▸ What to produce
For the data below, restate word for word only the lines from the line containing "using System.Threading;" through the line containing "- 3 'approvals' (shargon, vitor and me).", both ends included.

BEGIN The records

Issue #946, opened 2019-07-22
Storage.Find returns items out of order


ixje:
Say we store the following values
```C#
Storage.Put(Storage.CurrentContext, "AA_1", "1");
Storage.Put(Storage.CurrentContext, "AA_2", "2");
Storage.Put(Storage.CurrentContext, "AA_3", "3");
```

The following code 
```C#
Iterator<string, byte[]> si = Storage.Find(Storage.CurrentContext, "AA_");
Runtime.Notify("Starting");
while (si.Next())
{
   Runtime.Notify(si.Key);
}
Runtime.Notify("Done");
```
returns `AA_1`, `AA_2`, `AA_3` as expected.

Now add a `Storage_Get` before the `Find` call, like so:
```C#
Storage.Get(Storage.CurrentContext, "AA_1");
Iterator<string, byte[]> si = Storage.Find(Storage.CurrentContext, "AA_");
```
and the iterator now returns: `AA_2`, `AA_3`, `AA_1`

This is caused by line 126 of
https://github.com/neo-project/neo/blob/00f9c270de46c605b49990bc6d399e8f2419d65c/neo/IO/Caching/DataCache.cs#L121-L132
When the key is already found in its cache it actually skips it for the time being instead of immediate processing (checking if `DELETED`).

I think this is unexpected behaviour. I do not think that possible data caching needs to be taken into account by the smart contract programmer.  Any opinions?

shargon:
this could be a problem in other implementations (neo-python)

vncoelho:
@ixje, maybe it is as Shargon said, I will double check asap.

In general, I have been in seen in other communities that tags do not go in the tittle.
In this sense, It would be better to keep the tittle more clear.

vncoelho:
I just double checked my output from the previous thread and it was out of order as you said, @ixje.

Should this be fixed or modified for Neo2X, @shargon and @igormcoelho?
For Neo3 we are going to have a manager for that anyway, right?

igormcoelho:
Order should be fully deterministic, otherwise it's hard (or impossible) to reproduce the results.
I see two possibilities:
1) preserve insertion order (must see how to do this with current caching)
2) sort results, but we must see how this affects Find with thousand keys.

I prefer option (2), if feasible, because key order is not easy to track in MPT or other data structures. So, sorting becomes the simplest solution I can see, at possibly big performance costs.

lock9:
[...]

PR #947, opened 2019-07-23
Sort during find results

shargon:
Close https://github.com/neo-project/neo/issues/946

### DIFF
--- a/neo/IO/Caching/DataCache.cs
+++ b/neo/IO/Caching/DataCache.cs
@@ -123,7 +123,7 @@ namespace Neo.IO.Caching
         {
             lock (dictionary)
             {
-                return FindUnsorder(key_prefix).OrderBy(u => u.Key, this);
+                return FindUnsorted(key_prefix).OrderBy(u => u.Key, this);
             }
         }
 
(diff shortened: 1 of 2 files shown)


neo/IO/Caching/DataCache.cs
```diff
@@ -119,6 +120,47 @@ public void DeleteWhere(Func<TKey, TValue, bool> predicate)
         }
 
         public IEnumerable<KeyValuePair<TKey, TValue>> Find(byte[] key_prefix = null)
+        {
+            lock (dictionary)
+            {
+                return FindUnsorted(key_prefix).OrderBy(u => u.Key, this);
```
erikzhang: This forces the entire set of search results to be loaded into memory for sorting, which can lead to attacks.

vncoelho: Still nowadays I have dificulties with C#.

Looking at it I would think that find it finds and returns the set, then, it sorts the results.

In this sense, maybe it needs to be split into two steps, right, @erikzhang?

erikzhang: We need to do some optimization. Because the records read from the underlying storage (leveldb) is already sorted.

vncoelho: Perfect, master.
We are going to reflect on that we think about an efficient way.

shargon: I will propose another way

neo/IO/Caching/DataCache.cs
```diff
@@ -122,13 +123,122 @@ public void DeleteWhere(Func<TKey, TValue, bool> predicate)
...
+
+                        if (iterator.MoveNext())
+                        {
+                            a = iterator.Current;
+                            if (iterator.MoveNext()) b = iterator.Current;
+                        }
+
+                        // We need to return a, b and cached results between them
+
+                        if (a.Key == null && a.Value == null)
```
shargon: ReferenceEquals(a,n) doesn't work :S

erikzhang:
@shargon I implemented a more optimized fix, please take a look. #950

PR #948, opened 2019-07-23
Allow to configure the capacity of the memory pool

shargon:
Close https://github.com/neo-project/neo/issues/942

### DIFF
--- a/neo/ProtocolSettings.cs
+++ b/neo/ProtocolSettings.cs
@@ -1,4 +1,5 @@
 ﻿using Microsoft.Extensions.Configuration;
+using System;
 using System.Linq;
 using System.Threading;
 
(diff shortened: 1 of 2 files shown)


lock9:
I've never did before, but since this is a very low impact issue, I will merge it. We need "rules" to know when "people like me" are allowed to merge things into the master branch. 
So, I'm merging it, because:
- Very low impact
- Backward compatibility
- Clear code
- 3 'approvals' (shargon, vitor and me). 

I'm sorry if I'm not supposed to do this without Erik approval, I just did because of the arguments mentioned above. 
Thanks

neo/ProtocolSettings.cs
```diff
@@ -70,6 +72,7 @@ private ProtocolSettings(IConfigurationSection section)
                     "seed5.neo.org:10333"
                 };
             this.MillisecondsPerBlock = section.GetValue("SecondsPerBlock", 15000u);
+            this.MemoryPoolMaxTransactions = Math.Max(1, section.GetValue("MemoryPoolMaxTransactions", 50_000));
```
erikzhang: Why `Math.Max(1, xxx)`?

shargon: Because we need at least 1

END The records

▸ Exercise output
 using System.Threading;
 
(diff shortened: 1 of 2 files shown)


lock9:
I've never did before, but since this is a very low impact issue, I will merge it. We need "rules" to know when "people like me" are allowed to merge things into the master branch. 
So, I'm merging it, because:
- Very low impact
- Backward compatibility
- Clear code
- 3 'approvals' (shargon, vitor and me). 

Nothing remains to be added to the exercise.